■ Collected data ■
____________________

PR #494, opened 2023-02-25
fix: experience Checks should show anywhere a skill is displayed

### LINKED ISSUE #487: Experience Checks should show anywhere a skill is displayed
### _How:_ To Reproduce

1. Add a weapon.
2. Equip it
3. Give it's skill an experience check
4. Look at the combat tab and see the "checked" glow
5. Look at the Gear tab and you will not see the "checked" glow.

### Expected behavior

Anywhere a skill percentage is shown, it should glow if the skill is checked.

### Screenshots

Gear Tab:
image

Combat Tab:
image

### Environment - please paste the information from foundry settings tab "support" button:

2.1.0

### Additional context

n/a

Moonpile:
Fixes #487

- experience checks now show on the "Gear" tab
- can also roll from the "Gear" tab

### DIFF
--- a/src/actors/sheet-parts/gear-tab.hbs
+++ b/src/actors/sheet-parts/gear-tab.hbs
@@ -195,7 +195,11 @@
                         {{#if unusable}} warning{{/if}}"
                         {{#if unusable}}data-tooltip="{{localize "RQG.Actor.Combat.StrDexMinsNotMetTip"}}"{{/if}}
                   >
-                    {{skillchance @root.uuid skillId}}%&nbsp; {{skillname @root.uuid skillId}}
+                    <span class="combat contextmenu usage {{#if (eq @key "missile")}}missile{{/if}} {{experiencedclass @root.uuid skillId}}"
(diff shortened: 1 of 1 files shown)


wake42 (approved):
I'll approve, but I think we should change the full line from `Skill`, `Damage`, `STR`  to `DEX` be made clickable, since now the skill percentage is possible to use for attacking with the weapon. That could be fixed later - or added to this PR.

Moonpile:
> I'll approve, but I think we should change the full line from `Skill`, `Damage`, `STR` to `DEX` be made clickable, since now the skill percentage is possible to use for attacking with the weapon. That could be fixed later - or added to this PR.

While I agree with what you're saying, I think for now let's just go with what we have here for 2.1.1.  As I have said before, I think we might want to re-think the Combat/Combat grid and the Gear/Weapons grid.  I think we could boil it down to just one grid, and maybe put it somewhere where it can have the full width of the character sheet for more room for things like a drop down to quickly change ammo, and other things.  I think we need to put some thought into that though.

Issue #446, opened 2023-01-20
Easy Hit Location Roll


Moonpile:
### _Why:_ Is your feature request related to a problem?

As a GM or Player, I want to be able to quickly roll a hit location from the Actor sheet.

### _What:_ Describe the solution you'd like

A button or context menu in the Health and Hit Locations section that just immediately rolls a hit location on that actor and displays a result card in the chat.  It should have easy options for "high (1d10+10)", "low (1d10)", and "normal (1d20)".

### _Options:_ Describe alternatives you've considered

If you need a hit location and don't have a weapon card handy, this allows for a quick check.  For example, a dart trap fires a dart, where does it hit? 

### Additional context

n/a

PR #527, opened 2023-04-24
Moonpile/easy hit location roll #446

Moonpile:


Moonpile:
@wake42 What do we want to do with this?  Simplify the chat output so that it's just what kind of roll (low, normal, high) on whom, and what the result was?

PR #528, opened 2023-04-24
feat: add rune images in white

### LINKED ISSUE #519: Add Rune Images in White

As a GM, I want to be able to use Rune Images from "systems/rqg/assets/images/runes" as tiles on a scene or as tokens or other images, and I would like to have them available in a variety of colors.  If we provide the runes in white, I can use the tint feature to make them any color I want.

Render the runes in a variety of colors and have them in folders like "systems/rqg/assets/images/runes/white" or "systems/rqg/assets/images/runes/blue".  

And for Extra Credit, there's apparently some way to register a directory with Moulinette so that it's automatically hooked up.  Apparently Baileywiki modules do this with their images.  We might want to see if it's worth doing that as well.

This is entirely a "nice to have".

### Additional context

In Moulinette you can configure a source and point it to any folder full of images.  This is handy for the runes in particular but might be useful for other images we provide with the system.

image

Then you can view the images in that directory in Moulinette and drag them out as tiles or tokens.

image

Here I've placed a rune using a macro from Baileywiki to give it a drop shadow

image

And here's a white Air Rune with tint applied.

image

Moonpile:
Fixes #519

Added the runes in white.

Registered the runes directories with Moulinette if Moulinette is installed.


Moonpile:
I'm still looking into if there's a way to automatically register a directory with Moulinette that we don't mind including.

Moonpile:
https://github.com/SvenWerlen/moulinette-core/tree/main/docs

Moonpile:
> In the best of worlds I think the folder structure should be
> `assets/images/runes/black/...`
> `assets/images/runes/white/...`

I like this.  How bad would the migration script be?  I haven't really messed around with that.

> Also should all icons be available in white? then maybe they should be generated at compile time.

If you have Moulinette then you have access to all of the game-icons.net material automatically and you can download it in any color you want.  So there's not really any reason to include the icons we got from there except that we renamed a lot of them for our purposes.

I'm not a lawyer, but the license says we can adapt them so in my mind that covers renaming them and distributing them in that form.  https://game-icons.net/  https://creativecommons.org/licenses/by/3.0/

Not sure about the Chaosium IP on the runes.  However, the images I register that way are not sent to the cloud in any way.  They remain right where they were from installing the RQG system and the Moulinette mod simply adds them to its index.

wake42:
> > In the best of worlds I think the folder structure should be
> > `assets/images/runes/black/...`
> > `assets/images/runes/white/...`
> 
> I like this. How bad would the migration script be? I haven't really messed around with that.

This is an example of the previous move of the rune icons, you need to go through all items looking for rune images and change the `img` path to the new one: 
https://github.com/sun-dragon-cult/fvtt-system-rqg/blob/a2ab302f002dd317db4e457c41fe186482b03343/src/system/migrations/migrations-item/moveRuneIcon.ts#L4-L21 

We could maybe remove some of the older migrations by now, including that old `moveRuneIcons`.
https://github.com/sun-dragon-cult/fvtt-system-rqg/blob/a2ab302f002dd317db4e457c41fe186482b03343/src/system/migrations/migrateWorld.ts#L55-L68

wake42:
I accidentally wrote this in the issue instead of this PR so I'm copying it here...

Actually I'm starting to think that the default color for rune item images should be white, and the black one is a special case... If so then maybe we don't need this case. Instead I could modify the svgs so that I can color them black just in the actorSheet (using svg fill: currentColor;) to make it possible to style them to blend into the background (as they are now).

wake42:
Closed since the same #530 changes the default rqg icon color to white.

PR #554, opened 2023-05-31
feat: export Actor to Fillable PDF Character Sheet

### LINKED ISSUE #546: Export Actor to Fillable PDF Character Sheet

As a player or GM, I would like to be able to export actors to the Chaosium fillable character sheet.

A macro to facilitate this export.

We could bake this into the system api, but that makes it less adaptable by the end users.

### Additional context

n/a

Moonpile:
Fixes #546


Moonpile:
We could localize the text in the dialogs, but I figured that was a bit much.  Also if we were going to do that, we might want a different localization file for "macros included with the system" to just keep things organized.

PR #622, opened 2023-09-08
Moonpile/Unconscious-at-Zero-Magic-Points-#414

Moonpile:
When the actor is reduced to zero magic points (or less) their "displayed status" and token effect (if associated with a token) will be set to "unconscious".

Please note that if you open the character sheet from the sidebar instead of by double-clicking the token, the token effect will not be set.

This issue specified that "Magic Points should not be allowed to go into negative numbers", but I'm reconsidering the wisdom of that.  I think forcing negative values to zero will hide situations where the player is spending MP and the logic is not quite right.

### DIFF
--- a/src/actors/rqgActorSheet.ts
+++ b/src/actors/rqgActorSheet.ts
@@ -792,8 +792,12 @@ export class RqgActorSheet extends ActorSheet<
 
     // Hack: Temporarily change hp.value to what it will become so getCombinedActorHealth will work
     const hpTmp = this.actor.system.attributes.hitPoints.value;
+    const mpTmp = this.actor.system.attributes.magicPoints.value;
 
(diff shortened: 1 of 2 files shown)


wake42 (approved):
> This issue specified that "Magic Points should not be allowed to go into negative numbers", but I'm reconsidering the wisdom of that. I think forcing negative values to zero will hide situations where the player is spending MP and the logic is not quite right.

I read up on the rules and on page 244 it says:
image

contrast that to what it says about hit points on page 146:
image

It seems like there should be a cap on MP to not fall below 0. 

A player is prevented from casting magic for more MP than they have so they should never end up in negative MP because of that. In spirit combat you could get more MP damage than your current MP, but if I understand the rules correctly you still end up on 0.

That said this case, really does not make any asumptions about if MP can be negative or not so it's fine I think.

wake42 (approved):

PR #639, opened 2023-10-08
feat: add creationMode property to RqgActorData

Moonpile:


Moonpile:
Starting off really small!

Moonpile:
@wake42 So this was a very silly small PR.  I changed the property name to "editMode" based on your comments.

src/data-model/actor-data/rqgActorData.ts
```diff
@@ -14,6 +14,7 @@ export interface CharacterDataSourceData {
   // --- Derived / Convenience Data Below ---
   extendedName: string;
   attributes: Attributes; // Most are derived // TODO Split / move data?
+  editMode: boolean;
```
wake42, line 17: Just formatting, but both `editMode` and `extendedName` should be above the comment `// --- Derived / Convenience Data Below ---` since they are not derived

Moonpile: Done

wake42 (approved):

____________________

■ EXERCISE OBJECTIVE ■
Transcribe the records above exactly, beginning at the line that contains "This is entirely" and ending with the line that contains "at compile time.", both included, and nothing else.

■ ANSWER TO THIS EXERCISE ■
This is entirely a "nice to have".

### Additional context

In Moulinette you can configure a source and point it to any folder full of images.  This is handy for the runes in particular but might be useful for other images we provide with the system.

image

Then you can view the images in that directory in Moulinette and drag them out as tiles or tokens.

image

Here I've placed a rune using a macro from Baileywiki to give it a drop shadow

image

And here's a white Air Rune with tint applied.

image

Moonpile:
Fixes #519

Added the runes in white.

Registered the runes directories with Moulinette if Moulinette is installed.


Moonpile:
I'm still looking into if there's a way to automatically register a directory with Moulinette that we don't mind including.

Moonpile:
https://github.com/SvenWerlen/moulinette-core/tree/main/docs

Moonpile:
> In the best of worlds I think the folder structure should be
> `assets/images/runes/black/...`
> `assets/images/runes/white/...`

I like this.  How bad would the migration script be?  I haven't really messed around with that.

> Also should all icons be available in white? then maybe they should be generated at compile time.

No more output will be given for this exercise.